Stored items
/---

PR #3347, opened 2015-07-16
Fix bug 1173178 - Catch Unicode decode errors in the search API.

jezdez:
This shows a 404 for the search if it's not working because of a decoding error of search query parameters.

### DIFF
--- a/kuma/search/utils.py
+++ b/kuma/search/utils.py
@@ -14,6 +14,9 @@ log = logging.getLogger('kuma.search.utils')
 SEARCH_DOWN_DETAIL = _('Search is temporarily unavailable. '
                        'Please try again in a few minutes.')
 
+SEARCH_ERROR_DETAIL = _('Something went wrong with the search query. '
+                        'Please try again in a few minutes.')
+
 
 class QueryURLObject(URLObject):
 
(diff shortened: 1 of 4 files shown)


kuma/search/utils.py
```diff
@@ -72,13 +75,17 @@ def search_exception_handler(exc):
...
+            # FIXME: This really should return a 503 error instead but Zeus
+            # doesn't let that through and displays a generic error page in that
+            # case which we don't want here
+            log.error('Elasticsearch exception: %s' % exc)
+            return Response({'detail': SEARCH_DOWN_DETAIL},
+                            status=status.HTTP_200_OK)
+        elif isinstance(exc, UnicodeDecodeError):
+            log.error('UnicodeDecodeError exception: %s' % exc)
+            return Response({'detail': SEARCH_ERROR_DETAIL},
+                            status=status.HTTP_404_NOT_FOUND)
```
groovecoder: A plain 400 is probably more appropriate for these kinds of errors.

Also, this path isn't reached via [the url originally posted in the bug](https://developer-local.allizom.org/en-US/search?q=%BF%27%22%28&topic=api&skill=intermediate&type=howto%2F), so I assume this is defensive coding in case something else raises a `UnicodeDecodeError`?

jezdez: I've done some research and 404 are more appropriate for this type of issue, wrong parameters.

The code in question *is* handled by this DRF exception handler, there were just two spots where this would show tracebacks.

groovecoder: :+1:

\---

■ **What the task asks**: In the entries above, count every line containing the word "appropriate". Write only the total.

■ **Answer to the exercise**: 2